▶ ACTION ITEM
Copy every record below, exactly as written.
━━ INFORMATION SHOWN ━━
PR #1486, opened 2015-10-02
XW-112 Upgrade to Ember 2.0

rogatty:
https://wikia-inc.atlassian.net/browse/XW-112

### DIFF
--- a/front/scripts/main/components/LightboxImageComponent.ts
+++ b/front/scripts/main/components/LightboxImageComponent.ts
@@ -294,23 +294,21 @@ App.LightboxImageComponent = Em.Component.extend(App.ArticleContentMixin, {
 			});
 
 			image.addEventListener('error', (): void => {
-				this.update(null);
+				this.update('', true);
 			});
 		}
 	},
 
 	/**
-	 * @desc Updates img with its src and sets media component to visible state
-	 * If null is given it means that error occured when trying to load the image
+	 * @desc Updates img with its src or displays error
 	 *
 	 * @param {string} imageSrc
+	 * @param {boolean} loadingError
 	 */
-	update(imageSrc: string): void {
-		var loadingError = (imageSrc === null);
-
+	update(imageSrc: string, loadingError: boolean = false): void {
 		if (!this.get('isDestroyed')) {
 			this.setProperties({
-				imageSrc: imageSrc || '',
+				imageSrc,
 				isLoading: false,
 				loadingError,
 				visible: true
--- a/front/scripts/main/components/LightboxImageComponent.ts
+++ b/front/scripts/main/components/LightboxImageComponent.ts
@@ -170,7 +170,9 @@ App.LightboxImageComponent = Em.Component.extend(App.ArticleContentMixin, {
 			direction: Hammer.DIRECTION_ALL
 		});
 
-		this.loadUrl();
+		Em.run.scheduleOnce('afterRender', this, (): void => {
+			this.loadUrl();
+		});
 	},
 
 	/**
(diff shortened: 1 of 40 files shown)


front/scripts/main/components/LightboxImageComponent.ts
```diff
@@ -292,23 +294,28 @@ App.LightboxImageComponent = Em.Component.extend(App.ArticleContentMixin, {
 			});
 
 			image.addEventListener('error', (): void => {
-				this.set('loadingError', true);
-				this.hideLoader();
+				this.update(null);
```
bognix: does it have to be null or any falsy value?

front/scripts/main/components/LightboxMediaComponent.ts
```diff
@@ -74,17 +74,14 @@ App.LightboxMediaComponent = Em.Component.extend(App.ThirdsClickMixin, {
...
+		Em.observer('model', 'currentMedia', function (): void {
+			this.updateHeader();
+			this.updateFooter();
 
-		this.sendAction('setQueryParam', 'file', M.String.normalizeToUnderscore(this.get('currentMedia.title')));
-	}).on('didInsertElement'),
-
-	didInsertElement(): void {
-		// This is needed for keyDown event to work
-		this.$().focus();
```
bognix: this is not needed any more?

front/scripts/main/components/LightboxMediaComponent.ts
```diff
@@ -162,17 +161,20 @@ App.LightboxMediaComponent = Em.Component.extend(App.ThirdsClickMixin, {
 			header = (this.get('currentGalleryRef') + 1) + ' / ' + this.get('galleryLength');
 		}
 
-		this.sendAction('setHeader', header);
+		Em.run.scheduleOnce('afterRender', this, (): void => {
```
━━━
▶ YOUR SOLUTION
PR #1486, opened 2015-10-02
XW-112 Upgrade to Ember 2.0

rogatty:
https://wikia-inc.atlassian.net/browse/XW-112

### DIFF
--- a/front/scripts/main/components/LightboxImageComponent.ts
+++ b/front/scripts/main/components/LightboxImageComponent.ts
@@ -294,23 +294,21 @@ App.LightboxImageComponent = Em.Component.extend(App.ArticleContentMixin, {
 			});
 
 			image.addEventListener('error', (): void => {
-				this.update(null);
+				this.update('', true);
 			});
 		}
 	},
 
 	/**
-	 * @desc Updates img with its src and sets media component to visible state
-	 * If null is given it means that error occured when trying to load the image
+	 * @desc Updates img with its src or displays error
 	 *
 	 * @param {string} imageSrc
+	 * @param {boolean} loadingError
 	 */
-	update(imageSrc: string): void {
-		var loadingError = (imageSrc === null);
-
+	update(imageSrc: string, loadingError: boolean = false): void {
 		if (!this.get('isDestroyed')) {
 			this.setProperties({
-				imageSrc: imageSrc || '',
+				imageSrc,
 				isLoading: false,
 				loadingError,
 				visible: true
--- a/front/scripts/main/components/LightboxImageComponent.ts
+++ b/front/scripts/main/components/LightboxImageComponent.ts
@@ -170,7 +170,9 @@ App.LightboxImageComponent = Em.Component.extend(App.ArticleContentMixin, {
 			direction: Hammer.DIRECTION_ALL
 		});
 
-		this.loadUrl();
+		Em.run.scheduleOnce('afterRender', this, (): void => {
+			this.loadUrl();
+		});
 	},
 
 	/**
(diff shortened: 1 of 40 files shown)


front/scripts/main/components/LightboxImageComponent.ts
```diff
@@ -292,23 +294,28 @@ App.LightboxImageComponent = Em.Component.extend(App.ArticleContentMixin, {
 			});
 
 			image.addEventListener('error', (): void => {
-				this.set('loadingError', true);
-				this.hideLoader();
+				this.update(null);
```
bognix: does it have to be null or any falsy value?

front/scripts/main/components/LightboxMediaComponent.ts
```diff
@@ -74,17 +74,14 @@ App.LightboxMediaComponent = Em.Component.extend(App.ThirdsClickMixin, {
...
+		Em.observer('model', 'currentMedia', function (): void {
+			this.updateHeader();
+			this.updateFooter();
 
-		this.sendAction('setQueryParam', 'file', M.String.normalizeToUnderscore(this.get('currentMedia.title')));
-	}).on('didInsertElement'),
-
-	didInsertElement(): void {
-		// This is needed for keyDown event to work
-		this.$().focus();
```
bognix: this is not needed any more?

front/scripts/main/components/LightboxMediaComponent.ts
```diff
@@ -162,17 +161,20 @@ App.LightboxMediaComponent = Em.Component.extend(App.ThirdsClickMixin, {
 			header = (this.get('currentGalleryRef') + 1) + ' / ' + this.get('galleryLength');
 		}
 
-		this.sendAction('setHeader', header);
+		Em.run.scheduleOnce('afterRender', this, (): void => {
```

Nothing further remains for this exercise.